Instructions to follow >> Everything from the line containing "use define for magic filedescriptor value" through the final line of the records must be transcribed verbatim; nothing else belongs in the result.

Provided data >>
PR #870, opened 2022-02-14
proxy: 'stats proxy' crashes on invocation

smukil:
I noticed running 'stats proxy' caused a crash. On observing it under
GDB, it crashed while attempting to access the worker thread level
proxy_user_stats in process_proxy_stats().
This showed that the thread level 'proxy_user_stats' wasnt properly
initialized. On checking it's initialization code in
proxy_worker_reload(), a typo was noticed that caused the bug.
This patch fixes it.

### DIFF
--- a/proto_proxy.c
+++ b/proto_proxy.c
@@ -1103,7 +1103,7 @@ static int proxy_thread_loadconf(LIBEVENT_THREAD *thr) {
     STAT_L(ctx);
     struct proxy_user_stats *us = &ctx->user_stats;
     struct proxy_user_stats *tus = NULL;
-    if (us->num_stats != 0) {
+    if (us->num_stats == 0) {
         pthread_mutex_lock(&thr->stats.mutex);
         if (thr->proxy_user_stats == NULL) {
             tus = calloc(1, sizeof(struct proxy_user_stats));


smukil:
@dormando Re-thinking this fix. Might not be correct.

The issue is that if we don't add a Lua stat (that calls `mcplib_add_stat()`), calling `stats proxy` crashes since `us->num_stats` is 0.

I believe this issue comes down to what's the contract of a thread-level `proxy_user_stat` struct? Is it supposed to be initialized if there are no user stats? If not, then we should add checks for whether it's inited before accessing it at `process_proxy_stats()`

If it's supposed to be initialized even if there are no user stats, then we need to make sure we're initing it all the time be default.

dormando:
I probably just broke this recently since I'm pretty sure I tested running with/without user stats... but like one of my TODO items the unit test coverage isn't great so these'll pop up until it is better.

Was just coming to write that I don't think that's the right fix :) That routine is supposed to skip the user stats update code if they don't exist. I'll take a closer look in a minute.

dormando:
Ah, no. This never worked. I had another bug with it failing if it ran without any user stats initialized, but probably never tested the stats command without stats.

smukil:
Thanks for the quick turnaround! So the contract is that it's not initialized when we don't specify user stats. This needs to be kept in mind if more code needs to touch `tus->num_stats`.

PR #872, opened 2022-02-18
Split proxy into multiple files

dormando:
Probably my grossest habit... I tend to build things out then reorgnize them into functional units slowly. Since this project went on for so long the file separation didn't happen at all.

Code was still generally organized, so this pulls out most of the major sections into their own files. Can clean up the interfaces over time since that's not as urgent as making the different components more obvious to humans.

Core file's down below 1kloc! Yay.


dormando:
Merged up... I definitely want to keep working on the interfaces as these files get revised, but I'm happy with them at least being split up by general type.

Might move some of the smaller lua files up into proxy_lua.c, depending on if some of these other things can be isolated enough to get their own .h's.

PR #874, opened 2022-02-26
sock ip filtering tagging support for FreeBSD

devnexen:


dormando:
Thanks!

Can you add more detail about what this is for? The help argument doesn't say anything about FreeBSD or what it's for.

devnexen:
with ipfw (ip filtering) you can redirect some packets with a ID of your choosing.

devnexen:
so what do you think ? I could not find anything close on Linux.

dormando:
Looks like you figured out linux/openbsd. I'm still not sure of the use case. I understand what it does but nobody's ever asked for this before. was this something you actually make use of?

devnexen:
In some corner cases it might be useful, in my case I have a box with particular firewall rules.

dormando:
released in 1.6.17

PR #875, opened 2022-02-26
whitespaces test getting perl interpreter from env instead

devnexen:


dormando:
Thanks!

What does this fix, exactly? None of the other scripts use the env perl either.

devnexen:
because the perl interpreter is not necessarily in /usr/bin :-)

dormando:
I think I'm going to give this a rare not merge? There're like a hundred+ places with /usr/bin/perl and I kinda don't want just a few of them to be env perl. that's asking for confusion :)

devnexen:
ah ok was just fixing what was necessary maybe other places are more accessory anyway are they external tools ?

dormando:
all of t/*, version.pl, etc. used in build and test stuff.

dormando:
what platform do you have that this even broke on, btw? I have a bunch of buildbots and never seen this, not even on mac

devnexen:
freebsd

dormando:
13? I have a 12 builder and it's never complained (but maybe I'm not running the scripts in the same way?)

devnexen:
most likely because on freebsd the perl interpreter is in /usr/local/bin (from ports)

dormando:
indeed.. my 12 is like that. I guess the only places perl is actually called in the normal build routine is using env perl. Though I thought ages ago version.pl was being called on fbsd builders.

either way, I get it now. Sorry for the extra poking :)

dormando:
released in 1.6.17

PR #877, opened 2022-03-02
Proxy feature roundup

dormando:
There're a few usability features that bother me too much to go without in "v1"

- a hacky method of supporting noreply/quiet commands; I can see what would be bullet proof but will take time to get there.
- allow creating set requests from get responses. this is at least partly in now.
- _maybe_: get meta binary keys to work. Unfortunately this requires some fiddling as the key needs to be unpacked/repacked. The parser operates on const strings (as it must) so we would have to deal with binary keys from a layer higher.
- _maybe_: some extra functions for finding/editing meta tokens/flags

The meta routing tokens means we wouldn't necessarily have to examine binary keys at all, so for people trying to get every ounce of performance they can still avoid the transforms easily.

Everything past these should be stability fixes instead of feature updates until v1 is out.

### DIFF
--- a/proto_proxy.c
+++ b/proto_proxy.c
@@ -228,10 +228,15 @@ void proxy_submit_cb(io_queue_t *q) {
     while (p) {
         // insert into tail so head is oldest request.
         STAILQ_INSERT_TAIL(&head, p, io_next);
-        if (!p->is_await) {
+        if (p->is_await) {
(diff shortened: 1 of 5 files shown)


dormando:
not going to have a lot of work hours this week... just going to merge this down and try super hard to punt on anymore features and work on bugs/stabilization/testing/unit tests instead.

PR #879, opened 2022-03-03
Fix buffer overflow and intermittent backend failure due to recv() of size 0

feihu-stripe:
This PR aims to fix two issues:

## issue1: read buffer overflow, illustrated below.
corruption

## issue2: intermittent backend failure
This happens when `toread` is not _prepared_ in drive machine in some cases, which results in recv() call with 0 byte followed by `_reset_bad_backend()`, [link](https://github.com/feihu-stripe/memcached/blob/85c4e59bd9cdfa1bdf718c14fbc51d62f7886759/proxy_network.c#L990) to code

### memcached commit
[83d36ff7c6bbdb7783d352bb056554c83efcd](https://github.com/memcached/memcached/commit/a7b83d36ff7c6bbdb7783d352bb056554c83efcd)

###memcached-proxylibs 
[fa1fb8145f5167a682603afebb019e4e4df8d41](https://github.com/memcached/memcached-proxylibs/commit/7fa1fb8145f5167a682603afebb019e4e4df8d41)

### System
Linux qa-mydev--09780a313110af27e.northwest.stripe.io 5.11.0-1028-aws #31~20.04.1-Ubuntu SMP Fri Jan 14 14:37:50 UTC 2022 x86_64 x86_64 x86_64 GNU/Linux

### mctester command
./basic -pipelines 10 -keyprefix /foo/ -conncount 10 -server 127.0.0.1:11211 -stripkeyprefix
see this [PR](https://github.com/memcached/mctester/pull/3) for extra options

### topology
```
s.my_zone("az1")
s.pool {
	name = "foo",
	zones = {
		az1 = {
			"127.0.2.1:11212",
		},
	}
}
```

### start commands
`./memcached -l *:11212 -d`
`./memcached -o proxy_config=/pay/src/memcached-proxylibs/lib/topo.lua -l *:11211`

### Without this fix
proxy will crash in seconds
### With `bread = 0` only
proxy will not crash but spit backend error from time to time in mctester
### With this fix
proxy will not emit any error in mctester


feihu-stripe:
cc @smukil

dormando:
Sweet, thanks! I'll look over this carefully since the flow is complicated.

re: process, can you squash those commits? I normally do this for folks on accepting but it saves some time if I don't have to. Basically; you can have multiple commits but they need to work independently so the main tree history can be bisected/inspected.

feihu-stripe:
Thanks @dormando, commits squashed.

To trace down the bugs, I have LLDB debugger setup in vscode on my mac. If that's useful, I can share the configurations.

dormando:
Thanks. Probably not helpful; myself I'm on Linux and am an old school gdb'er. I'm thinking now about integration/unit tests and code structure in particular. Or rather I would be but I'm juggling a lot of parallel tasks this week.

feihu-stripe:
Sounds good, and thank again @dormando for your patience and guidance to the first time contributor like me.

Please keep us posted about your testing and ideas.

dormando:
You're doing great, thanks :) You landed in what's probably the hardest to follow part of the code right now and sussed out a few bugs.

Sure; lets move over to the mctester changes actually. I'd love to get those integrated so I can utilize them myself. I'll ping that issue in a minute.

dormando:
This has been pushed into `next`, thanks!

PR #889, opened 2022-04-03
use define for magic filedescriptor value

ComputerScienceMasterStudent:
added asserts and replaced hard coded value with a macro


dormando:
Hard to argue with but not a high value patch. Also please give PR's useful names.

Thanks, though!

Solved problem >>
use define for magic filedescriptor value

ComputerScienceMasterStudent:
added asserts and replaced hard coded value with a macro


dormando:
Hard to argue with but not a high value patch. Also please give PR's useful names.

Thanks, though!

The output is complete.